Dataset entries
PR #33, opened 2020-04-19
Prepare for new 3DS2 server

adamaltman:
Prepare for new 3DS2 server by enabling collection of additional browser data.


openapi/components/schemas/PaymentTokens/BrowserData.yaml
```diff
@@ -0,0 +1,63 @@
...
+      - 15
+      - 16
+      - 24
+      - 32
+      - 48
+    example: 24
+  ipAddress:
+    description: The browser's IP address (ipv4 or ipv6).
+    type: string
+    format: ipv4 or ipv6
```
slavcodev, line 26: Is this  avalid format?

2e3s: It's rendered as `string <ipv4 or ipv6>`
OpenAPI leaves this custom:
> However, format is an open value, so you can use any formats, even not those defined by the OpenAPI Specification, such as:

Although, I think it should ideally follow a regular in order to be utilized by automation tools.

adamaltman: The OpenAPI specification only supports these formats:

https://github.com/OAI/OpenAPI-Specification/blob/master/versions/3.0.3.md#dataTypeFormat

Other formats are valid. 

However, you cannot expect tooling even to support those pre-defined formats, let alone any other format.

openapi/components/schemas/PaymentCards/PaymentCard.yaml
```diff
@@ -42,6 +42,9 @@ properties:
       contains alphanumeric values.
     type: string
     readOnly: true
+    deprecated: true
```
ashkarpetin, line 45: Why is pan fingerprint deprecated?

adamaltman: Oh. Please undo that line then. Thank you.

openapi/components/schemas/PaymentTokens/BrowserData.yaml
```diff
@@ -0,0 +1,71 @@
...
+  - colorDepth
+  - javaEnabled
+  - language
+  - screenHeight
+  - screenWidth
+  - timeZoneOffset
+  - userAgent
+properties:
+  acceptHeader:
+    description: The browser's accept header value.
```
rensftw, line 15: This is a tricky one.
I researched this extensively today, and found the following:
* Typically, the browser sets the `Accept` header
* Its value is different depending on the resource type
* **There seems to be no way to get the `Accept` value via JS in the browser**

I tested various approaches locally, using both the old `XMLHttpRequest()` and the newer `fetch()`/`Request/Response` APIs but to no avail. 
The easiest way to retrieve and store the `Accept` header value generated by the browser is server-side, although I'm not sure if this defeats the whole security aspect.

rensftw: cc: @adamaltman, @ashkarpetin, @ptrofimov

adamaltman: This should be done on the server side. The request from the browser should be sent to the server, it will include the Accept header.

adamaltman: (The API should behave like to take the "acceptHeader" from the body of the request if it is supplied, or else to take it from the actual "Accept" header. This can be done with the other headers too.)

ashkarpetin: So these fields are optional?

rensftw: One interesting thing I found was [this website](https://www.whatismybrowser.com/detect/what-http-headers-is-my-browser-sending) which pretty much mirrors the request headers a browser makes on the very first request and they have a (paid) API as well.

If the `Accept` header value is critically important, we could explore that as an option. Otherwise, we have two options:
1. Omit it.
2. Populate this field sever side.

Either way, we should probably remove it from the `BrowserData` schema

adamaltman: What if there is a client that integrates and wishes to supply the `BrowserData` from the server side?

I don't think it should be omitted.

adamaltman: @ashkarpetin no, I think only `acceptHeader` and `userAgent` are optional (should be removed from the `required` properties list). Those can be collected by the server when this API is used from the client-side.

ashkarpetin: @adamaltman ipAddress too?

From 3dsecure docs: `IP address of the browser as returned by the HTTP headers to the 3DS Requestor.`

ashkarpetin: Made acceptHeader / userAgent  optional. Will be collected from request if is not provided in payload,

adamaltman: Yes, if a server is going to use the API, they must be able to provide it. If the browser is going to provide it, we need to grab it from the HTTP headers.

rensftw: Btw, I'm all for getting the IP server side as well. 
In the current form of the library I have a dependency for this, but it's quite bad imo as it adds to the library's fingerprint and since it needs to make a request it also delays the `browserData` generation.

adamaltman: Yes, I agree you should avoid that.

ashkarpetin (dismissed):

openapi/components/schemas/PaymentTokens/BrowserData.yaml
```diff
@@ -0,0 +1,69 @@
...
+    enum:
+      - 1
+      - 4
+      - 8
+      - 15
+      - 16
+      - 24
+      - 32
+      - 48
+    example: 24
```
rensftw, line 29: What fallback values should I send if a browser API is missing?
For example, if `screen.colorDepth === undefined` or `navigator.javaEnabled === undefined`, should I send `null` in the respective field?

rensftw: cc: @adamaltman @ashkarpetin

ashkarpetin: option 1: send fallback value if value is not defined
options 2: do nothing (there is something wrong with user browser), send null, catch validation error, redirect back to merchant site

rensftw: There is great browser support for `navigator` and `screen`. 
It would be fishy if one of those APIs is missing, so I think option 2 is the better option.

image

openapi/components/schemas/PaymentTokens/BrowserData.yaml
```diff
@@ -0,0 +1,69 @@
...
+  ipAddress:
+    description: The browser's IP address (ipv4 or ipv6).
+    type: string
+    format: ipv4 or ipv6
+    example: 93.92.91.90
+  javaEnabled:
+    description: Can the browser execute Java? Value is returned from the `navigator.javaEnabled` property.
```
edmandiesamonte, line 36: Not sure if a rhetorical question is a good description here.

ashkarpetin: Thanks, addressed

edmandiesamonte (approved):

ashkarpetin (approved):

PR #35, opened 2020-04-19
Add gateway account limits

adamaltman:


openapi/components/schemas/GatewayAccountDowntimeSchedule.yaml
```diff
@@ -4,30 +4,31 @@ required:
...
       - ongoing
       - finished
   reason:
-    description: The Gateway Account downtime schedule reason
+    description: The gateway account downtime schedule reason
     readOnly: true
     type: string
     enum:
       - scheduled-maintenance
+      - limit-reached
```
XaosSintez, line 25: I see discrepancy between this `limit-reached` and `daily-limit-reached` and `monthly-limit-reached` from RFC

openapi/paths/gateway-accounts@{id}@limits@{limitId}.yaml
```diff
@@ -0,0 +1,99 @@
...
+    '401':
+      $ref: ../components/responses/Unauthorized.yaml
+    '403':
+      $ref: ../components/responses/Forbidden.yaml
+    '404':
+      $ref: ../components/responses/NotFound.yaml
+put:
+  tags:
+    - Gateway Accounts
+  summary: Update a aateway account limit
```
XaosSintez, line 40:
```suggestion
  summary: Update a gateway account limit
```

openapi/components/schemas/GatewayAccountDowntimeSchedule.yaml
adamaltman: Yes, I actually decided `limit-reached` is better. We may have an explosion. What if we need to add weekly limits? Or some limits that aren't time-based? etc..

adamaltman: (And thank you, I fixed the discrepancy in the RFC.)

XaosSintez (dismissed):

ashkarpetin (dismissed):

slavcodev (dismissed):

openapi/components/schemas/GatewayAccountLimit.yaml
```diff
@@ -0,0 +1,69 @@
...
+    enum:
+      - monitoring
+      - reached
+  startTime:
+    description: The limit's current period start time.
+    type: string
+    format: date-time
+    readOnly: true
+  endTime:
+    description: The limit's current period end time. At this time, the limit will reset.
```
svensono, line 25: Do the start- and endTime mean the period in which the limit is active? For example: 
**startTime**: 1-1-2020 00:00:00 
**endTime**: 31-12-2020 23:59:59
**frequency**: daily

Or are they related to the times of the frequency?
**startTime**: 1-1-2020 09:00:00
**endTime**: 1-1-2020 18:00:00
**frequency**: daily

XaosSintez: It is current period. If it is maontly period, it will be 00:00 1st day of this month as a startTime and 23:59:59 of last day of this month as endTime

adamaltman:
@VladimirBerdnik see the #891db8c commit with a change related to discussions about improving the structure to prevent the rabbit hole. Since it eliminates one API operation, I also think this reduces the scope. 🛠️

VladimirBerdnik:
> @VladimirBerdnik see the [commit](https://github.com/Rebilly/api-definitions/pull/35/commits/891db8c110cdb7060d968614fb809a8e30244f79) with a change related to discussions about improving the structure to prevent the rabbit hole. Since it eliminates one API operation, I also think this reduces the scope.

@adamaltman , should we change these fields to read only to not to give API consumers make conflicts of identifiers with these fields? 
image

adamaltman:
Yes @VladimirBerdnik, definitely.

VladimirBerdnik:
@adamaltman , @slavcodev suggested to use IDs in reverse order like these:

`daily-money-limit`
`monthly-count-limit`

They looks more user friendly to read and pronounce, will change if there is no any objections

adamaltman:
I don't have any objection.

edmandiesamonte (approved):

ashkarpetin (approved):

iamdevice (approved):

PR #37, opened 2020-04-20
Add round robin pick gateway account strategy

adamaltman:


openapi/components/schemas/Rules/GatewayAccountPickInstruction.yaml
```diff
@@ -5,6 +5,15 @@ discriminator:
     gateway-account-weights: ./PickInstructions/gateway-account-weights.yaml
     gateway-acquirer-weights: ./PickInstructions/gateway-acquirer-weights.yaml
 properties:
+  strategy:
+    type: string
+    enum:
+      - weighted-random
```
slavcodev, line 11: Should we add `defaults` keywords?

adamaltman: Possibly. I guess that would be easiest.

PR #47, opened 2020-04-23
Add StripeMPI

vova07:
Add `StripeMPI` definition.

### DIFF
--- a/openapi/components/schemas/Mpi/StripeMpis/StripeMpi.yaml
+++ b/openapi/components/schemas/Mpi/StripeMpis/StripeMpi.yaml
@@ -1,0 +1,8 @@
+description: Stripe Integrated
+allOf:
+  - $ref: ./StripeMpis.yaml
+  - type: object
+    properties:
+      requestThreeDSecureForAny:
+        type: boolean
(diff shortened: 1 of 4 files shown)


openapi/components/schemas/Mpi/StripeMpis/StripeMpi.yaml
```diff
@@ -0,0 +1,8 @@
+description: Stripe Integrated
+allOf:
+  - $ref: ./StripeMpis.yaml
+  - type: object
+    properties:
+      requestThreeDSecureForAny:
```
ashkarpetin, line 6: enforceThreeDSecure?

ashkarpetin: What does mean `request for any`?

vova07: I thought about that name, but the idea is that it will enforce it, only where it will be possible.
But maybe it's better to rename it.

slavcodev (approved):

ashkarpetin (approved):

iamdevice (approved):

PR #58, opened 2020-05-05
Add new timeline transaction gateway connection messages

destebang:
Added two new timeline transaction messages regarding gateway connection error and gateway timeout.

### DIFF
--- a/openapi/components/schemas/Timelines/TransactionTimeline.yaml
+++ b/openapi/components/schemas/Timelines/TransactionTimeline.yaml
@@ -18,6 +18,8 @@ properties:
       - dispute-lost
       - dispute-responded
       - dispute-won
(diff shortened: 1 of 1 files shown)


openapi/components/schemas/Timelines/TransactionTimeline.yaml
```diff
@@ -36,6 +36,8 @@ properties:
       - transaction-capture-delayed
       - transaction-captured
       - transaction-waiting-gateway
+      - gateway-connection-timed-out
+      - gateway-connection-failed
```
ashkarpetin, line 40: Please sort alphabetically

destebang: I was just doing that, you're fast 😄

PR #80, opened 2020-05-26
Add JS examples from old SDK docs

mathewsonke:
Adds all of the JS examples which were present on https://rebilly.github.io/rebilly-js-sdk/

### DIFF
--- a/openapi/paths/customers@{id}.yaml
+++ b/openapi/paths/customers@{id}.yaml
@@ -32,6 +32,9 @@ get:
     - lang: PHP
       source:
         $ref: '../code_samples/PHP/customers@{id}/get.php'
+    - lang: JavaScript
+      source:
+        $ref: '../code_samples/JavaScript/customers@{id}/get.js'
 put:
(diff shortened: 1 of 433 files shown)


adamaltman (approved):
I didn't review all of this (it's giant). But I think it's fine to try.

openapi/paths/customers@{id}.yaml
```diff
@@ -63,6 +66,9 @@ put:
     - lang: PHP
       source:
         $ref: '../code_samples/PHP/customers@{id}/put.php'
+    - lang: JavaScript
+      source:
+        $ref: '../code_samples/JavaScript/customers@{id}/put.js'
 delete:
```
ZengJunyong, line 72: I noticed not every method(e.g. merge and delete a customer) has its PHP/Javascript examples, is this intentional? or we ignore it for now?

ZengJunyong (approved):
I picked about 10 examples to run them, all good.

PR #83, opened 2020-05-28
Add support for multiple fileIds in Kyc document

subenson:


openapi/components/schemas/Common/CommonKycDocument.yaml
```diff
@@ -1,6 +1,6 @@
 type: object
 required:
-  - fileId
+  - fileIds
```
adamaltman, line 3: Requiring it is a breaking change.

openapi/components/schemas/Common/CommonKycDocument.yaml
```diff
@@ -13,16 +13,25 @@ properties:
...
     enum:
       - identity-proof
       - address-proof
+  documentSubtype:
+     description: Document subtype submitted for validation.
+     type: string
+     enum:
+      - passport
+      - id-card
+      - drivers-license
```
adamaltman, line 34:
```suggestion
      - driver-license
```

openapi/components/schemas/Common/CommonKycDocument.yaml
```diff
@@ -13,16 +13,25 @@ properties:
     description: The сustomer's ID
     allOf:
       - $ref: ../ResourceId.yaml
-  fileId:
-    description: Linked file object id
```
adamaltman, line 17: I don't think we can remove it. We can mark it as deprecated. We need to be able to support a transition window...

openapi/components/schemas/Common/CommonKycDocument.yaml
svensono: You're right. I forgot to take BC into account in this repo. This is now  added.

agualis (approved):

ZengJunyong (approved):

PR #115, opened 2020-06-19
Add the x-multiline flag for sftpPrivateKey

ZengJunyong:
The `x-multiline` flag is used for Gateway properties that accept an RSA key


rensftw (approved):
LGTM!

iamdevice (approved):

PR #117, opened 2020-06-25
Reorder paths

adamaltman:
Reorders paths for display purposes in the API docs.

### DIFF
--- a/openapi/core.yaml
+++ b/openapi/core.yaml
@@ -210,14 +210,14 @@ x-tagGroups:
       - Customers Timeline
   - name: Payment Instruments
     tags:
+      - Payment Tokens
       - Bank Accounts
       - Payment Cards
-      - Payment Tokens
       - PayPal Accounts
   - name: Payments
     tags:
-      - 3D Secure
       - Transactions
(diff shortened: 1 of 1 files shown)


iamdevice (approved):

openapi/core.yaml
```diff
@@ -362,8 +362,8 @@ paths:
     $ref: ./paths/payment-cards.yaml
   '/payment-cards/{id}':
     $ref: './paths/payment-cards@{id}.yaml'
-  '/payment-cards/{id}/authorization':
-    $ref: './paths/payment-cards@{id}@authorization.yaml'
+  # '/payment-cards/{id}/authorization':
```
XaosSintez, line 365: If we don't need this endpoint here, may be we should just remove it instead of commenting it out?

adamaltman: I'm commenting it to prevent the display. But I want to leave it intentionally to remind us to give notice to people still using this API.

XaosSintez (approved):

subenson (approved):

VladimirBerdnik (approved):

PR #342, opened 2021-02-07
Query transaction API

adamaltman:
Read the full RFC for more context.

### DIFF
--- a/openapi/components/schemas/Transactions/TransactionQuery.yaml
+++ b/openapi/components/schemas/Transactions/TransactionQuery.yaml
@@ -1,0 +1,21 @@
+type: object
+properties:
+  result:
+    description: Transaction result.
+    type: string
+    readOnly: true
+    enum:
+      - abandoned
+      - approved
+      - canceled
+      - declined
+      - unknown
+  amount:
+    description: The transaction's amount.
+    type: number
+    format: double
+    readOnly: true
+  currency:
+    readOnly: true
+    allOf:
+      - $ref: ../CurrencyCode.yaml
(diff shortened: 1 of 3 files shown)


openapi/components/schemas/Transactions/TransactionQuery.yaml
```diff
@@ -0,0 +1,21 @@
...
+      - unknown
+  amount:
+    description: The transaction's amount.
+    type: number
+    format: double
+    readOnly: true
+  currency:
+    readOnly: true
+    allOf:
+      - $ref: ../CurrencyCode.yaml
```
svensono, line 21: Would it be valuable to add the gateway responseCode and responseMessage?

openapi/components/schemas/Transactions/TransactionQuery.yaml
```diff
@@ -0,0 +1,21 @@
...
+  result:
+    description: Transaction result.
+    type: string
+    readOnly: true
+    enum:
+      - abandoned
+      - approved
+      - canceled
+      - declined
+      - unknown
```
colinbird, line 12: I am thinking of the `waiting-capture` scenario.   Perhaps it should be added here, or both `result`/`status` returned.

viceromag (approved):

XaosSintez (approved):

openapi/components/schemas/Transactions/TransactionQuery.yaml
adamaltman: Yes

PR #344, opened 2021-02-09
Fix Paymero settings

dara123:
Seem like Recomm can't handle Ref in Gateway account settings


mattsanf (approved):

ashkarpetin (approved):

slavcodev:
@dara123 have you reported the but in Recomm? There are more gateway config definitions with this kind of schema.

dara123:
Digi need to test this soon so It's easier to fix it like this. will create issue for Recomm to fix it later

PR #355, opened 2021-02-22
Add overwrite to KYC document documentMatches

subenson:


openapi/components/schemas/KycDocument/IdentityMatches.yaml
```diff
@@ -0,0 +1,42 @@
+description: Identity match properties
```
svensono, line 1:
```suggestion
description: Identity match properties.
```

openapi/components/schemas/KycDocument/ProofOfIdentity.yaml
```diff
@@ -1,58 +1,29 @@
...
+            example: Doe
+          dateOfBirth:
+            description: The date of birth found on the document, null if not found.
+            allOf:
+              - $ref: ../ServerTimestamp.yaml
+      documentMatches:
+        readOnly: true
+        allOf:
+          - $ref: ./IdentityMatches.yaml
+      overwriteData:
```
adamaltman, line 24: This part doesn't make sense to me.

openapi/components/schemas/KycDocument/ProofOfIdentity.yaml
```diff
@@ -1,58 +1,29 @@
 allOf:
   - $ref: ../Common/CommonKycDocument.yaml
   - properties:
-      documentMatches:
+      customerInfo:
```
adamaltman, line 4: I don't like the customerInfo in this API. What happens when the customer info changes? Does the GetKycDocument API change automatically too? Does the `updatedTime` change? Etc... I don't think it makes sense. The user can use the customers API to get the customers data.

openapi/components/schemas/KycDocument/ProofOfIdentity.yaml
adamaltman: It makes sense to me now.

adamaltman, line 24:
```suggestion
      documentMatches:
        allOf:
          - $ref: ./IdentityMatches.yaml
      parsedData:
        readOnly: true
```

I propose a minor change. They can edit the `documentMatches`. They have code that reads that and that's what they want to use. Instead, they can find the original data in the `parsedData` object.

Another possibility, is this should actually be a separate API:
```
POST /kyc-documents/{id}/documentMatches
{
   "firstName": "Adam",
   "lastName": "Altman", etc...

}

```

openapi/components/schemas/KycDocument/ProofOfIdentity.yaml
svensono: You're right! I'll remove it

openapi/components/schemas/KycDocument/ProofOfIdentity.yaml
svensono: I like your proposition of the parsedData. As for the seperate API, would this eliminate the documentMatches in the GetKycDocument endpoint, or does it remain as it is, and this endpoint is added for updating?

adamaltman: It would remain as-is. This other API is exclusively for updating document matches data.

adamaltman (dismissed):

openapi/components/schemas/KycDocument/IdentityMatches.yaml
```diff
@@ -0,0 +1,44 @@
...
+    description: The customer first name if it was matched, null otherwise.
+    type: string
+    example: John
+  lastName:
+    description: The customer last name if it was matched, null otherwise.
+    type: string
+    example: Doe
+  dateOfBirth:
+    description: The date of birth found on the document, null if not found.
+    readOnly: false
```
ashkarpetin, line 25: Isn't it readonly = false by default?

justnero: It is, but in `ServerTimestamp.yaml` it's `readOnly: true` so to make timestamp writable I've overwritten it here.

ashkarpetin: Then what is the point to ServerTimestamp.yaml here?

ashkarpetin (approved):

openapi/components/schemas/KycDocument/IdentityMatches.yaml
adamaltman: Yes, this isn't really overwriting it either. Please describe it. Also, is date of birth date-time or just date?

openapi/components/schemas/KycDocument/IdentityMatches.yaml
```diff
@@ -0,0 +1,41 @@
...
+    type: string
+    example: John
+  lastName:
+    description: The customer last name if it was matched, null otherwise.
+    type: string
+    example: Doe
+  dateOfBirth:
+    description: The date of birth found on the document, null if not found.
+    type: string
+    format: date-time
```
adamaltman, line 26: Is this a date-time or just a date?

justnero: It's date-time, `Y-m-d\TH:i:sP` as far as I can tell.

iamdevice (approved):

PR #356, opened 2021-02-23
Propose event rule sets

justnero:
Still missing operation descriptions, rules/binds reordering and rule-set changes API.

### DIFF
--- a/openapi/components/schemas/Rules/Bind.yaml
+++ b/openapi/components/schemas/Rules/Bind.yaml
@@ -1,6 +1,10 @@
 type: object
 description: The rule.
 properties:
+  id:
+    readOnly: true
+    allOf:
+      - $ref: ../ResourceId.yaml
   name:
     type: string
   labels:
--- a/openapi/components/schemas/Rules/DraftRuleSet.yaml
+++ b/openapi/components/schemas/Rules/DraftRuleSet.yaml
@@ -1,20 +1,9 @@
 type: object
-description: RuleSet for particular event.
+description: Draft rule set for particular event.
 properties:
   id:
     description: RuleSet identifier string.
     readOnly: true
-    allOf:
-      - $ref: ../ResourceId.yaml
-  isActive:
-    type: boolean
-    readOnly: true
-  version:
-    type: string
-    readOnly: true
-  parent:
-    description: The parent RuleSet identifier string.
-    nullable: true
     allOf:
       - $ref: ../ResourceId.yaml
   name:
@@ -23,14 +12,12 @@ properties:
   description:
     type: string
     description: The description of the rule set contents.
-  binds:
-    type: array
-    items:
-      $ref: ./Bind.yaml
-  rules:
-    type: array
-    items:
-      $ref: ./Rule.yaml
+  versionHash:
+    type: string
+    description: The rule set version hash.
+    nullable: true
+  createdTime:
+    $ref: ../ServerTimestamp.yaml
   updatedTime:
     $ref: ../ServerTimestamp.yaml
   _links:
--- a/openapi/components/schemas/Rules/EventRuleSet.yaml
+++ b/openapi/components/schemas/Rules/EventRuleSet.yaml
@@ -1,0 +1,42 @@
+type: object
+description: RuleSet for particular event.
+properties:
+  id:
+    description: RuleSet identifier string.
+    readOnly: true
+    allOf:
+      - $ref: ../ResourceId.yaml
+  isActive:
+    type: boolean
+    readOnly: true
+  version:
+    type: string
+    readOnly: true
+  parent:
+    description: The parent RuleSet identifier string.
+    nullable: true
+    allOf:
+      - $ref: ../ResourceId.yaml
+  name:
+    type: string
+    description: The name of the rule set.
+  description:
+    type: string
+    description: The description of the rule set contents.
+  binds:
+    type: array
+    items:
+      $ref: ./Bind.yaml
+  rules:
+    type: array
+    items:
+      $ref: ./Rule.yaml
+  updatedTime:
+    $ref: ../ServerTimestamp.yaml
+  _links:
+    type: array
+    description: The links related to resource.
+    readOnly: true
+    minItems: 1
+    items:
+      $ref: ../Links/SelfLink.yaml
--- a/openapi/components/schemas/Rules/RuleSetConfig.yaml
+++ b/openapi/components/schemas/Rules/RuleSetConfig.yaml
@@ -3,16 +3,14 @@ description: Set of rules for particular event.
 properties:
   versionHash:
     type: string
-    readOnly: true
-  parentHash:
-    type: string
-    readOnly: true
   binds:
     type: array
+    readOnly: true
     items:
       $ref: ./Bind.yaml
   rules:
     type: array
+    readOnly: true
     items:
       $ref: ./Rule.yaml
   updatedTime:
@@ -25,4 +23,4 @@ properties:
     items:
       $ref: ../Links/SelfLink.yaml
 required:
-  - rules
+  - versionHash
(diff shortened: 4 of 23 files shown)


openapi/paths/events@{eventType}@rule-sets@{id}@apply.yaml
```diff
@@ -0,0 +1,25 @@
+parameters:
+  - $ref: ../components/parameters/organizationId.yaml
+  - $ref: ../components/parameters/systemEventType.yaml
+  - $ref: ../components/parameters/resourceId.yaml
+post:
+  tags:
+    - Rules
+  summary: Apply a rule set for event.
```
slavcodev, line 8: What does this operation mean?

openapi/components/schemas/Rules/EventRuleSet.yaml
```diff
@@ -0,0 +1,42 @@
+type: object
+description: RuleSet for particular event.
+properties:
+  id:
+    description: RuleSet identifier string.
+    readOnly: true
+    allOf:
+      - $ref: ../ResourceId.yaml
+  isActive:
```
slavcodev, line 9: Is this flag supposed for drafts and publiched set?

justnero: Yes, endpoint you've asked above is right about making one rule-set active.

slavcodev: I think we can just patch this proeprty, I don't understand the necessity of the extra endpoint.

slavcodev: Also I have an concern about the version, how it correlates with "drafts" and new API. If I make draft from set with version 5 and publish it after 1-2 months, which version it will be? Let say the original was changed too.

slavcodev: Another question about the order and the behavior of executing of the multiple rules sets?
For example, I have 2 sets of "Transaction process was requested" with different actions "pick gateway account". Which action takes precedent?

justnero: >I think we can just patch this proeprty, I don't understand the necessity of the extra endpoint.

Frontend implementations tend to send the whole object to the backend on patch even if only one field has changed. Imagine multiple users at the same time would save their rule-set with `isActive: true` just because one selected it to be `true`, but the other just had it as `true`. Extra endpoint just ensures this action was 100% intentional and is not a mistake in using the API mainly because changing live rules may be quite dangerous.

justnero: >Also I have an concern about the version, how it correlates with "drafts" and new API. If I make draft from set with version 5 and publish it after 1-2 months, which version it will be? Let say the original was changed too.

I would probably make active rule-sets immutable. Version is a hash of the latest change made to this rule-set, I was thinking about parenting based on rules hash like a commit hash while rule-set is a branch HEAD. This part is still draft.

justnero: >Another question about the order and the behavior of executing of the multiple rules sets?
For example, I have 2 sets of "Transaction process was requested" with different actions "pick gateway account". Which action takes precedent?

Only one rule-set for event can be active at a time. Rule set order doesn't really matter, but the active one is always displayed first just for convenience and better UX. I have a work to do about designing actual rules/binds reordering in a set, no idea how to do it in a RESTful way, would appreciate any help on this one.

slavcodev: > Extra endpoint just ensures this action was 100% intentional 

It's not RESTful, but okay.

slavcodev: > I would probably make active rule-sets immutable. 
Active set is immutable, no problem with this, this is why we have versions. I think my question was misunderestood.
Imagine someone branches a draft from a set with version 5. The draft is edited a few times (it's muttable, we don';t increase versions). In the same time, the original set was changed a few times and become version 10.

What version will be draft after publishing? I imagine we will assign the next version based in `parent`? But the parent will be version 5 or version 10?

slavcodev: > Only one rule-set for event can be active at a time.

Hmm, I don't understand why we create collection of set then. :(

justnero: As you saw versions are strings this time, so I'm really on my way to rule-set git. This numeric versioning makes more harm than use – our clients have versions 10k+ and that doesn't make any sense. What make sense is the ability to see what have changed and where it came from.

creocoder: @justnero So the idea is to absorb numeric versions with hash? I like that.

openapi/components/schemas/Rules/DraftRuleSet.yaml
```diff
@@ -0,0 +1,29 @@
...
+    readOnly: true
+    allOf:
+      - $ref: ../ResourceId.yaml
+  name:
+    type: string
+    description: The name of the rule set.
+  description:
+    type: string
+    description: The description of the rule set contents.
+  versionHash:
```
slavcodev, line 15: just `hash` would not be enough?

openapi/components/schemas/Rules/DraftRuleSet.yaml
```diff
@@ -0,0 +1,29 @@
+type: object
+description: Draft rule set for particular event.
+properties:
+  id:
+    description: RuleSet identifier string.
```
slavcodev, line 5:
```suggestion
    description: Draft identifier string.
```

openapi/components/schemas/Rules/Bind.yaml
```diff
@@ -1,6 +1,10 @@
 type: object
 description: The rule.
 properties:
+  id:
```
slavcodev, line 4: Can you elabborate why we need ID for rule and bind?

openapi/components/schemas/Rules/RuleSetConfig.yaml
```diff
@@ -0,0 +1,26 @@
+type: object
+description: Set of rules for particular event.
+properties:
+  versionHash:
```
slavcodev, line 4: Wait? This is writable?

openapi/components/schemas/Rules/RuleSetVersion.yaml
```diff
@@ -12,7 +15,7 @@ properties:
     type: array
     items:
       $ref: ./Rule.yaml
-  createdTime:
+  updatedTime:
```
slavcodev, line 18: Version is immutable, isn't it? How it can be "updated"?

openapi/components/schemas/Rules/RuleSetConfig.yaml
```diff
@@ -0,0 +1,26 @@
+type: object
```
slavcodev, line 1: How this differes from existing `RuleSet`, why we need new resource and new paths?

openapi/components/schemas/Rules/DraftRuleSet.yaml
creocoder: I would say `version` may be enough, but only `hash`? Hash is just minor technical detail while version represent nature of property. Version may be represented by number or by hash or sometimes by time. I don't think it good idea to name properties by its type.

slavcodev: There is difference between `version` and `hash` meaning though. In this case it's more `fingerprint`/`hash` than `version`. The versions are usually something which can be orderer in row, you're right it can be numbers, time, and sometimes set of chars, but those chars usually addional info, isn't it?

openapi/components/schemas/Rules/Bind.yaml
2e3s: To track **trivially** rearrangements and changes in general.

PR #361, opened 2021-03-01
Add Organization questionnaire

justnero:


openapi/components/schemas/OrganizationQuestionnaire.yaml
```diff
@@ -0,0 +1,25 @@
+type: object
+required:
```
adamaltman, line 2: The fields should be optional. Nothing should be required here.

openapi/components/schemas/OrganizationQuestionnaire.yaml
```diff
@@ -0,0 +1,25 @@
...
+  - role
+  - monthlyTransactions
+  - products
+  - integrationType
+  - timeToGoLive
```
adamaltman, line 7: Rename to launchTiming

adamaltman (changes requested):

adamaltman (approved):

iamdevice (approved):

What you have to do
Write out exactly the lines above from the line with "ashkarpetin, line 6: enforceThreeDSecure?" through the line with "-32,6 +32,9 @@", both of them included, and leave out all other lines.

Worked solution
ashkarpetin, line 6: enforceThreeDSecure?

ashkarpetin: What does mean `request for any`?

vova07: I thought about that name, but the idea is that it will enforce it, only where it will be possible.
But maybe it's better to rename it.

slavcodev (approved):

ashkarpetin (approved):

iamdevice (approved):

PR #58, opened 2020-05-05
Add new timeline transaction gateway connection messages

destebang:
Added two new timeline transaction messages regarding gateway connection error and gateway timeout.

### DIFF
--- a/openapi/components/schemas/Timelines/TransactionTimeline.yaml
+++ b/openapi/components/schemas/Timelines/TransactionTimeline.yaml
@@ -18,6 +18,8 @@ properties:
       - dispute-lost
       - dispute-responded
       - dispute-won
(diff shortened: 1 of 1 files shown)


openapi/components/schemas/Timelines/TransactionTimeline.yaml
```diff
@@ -36,6 +36,8 @@ properties:
       - transaction-capture-delayed
       - transaction-captured
       - transaction-waiting-gateway
+      - gateway-connection-timed-out
+      - gateway-connection-failed
```
ashkarpetin, line 40: Please sort alphabetically

destebang: I was just doing that, you're fast 😄

PR #80, opened 2020-05-26
Add JS examples from old SDK docs

mathewsonke:
Adds all of the JS examples which were present on https://rebilly.github.io/rebilly-js-sdk/

### DIFF
--- a/openapi/paths/customers@{id}.yaml
+++ b/openapi/paths/customers@{id}.yaml
@@ -32,6 +32,9 @@ get:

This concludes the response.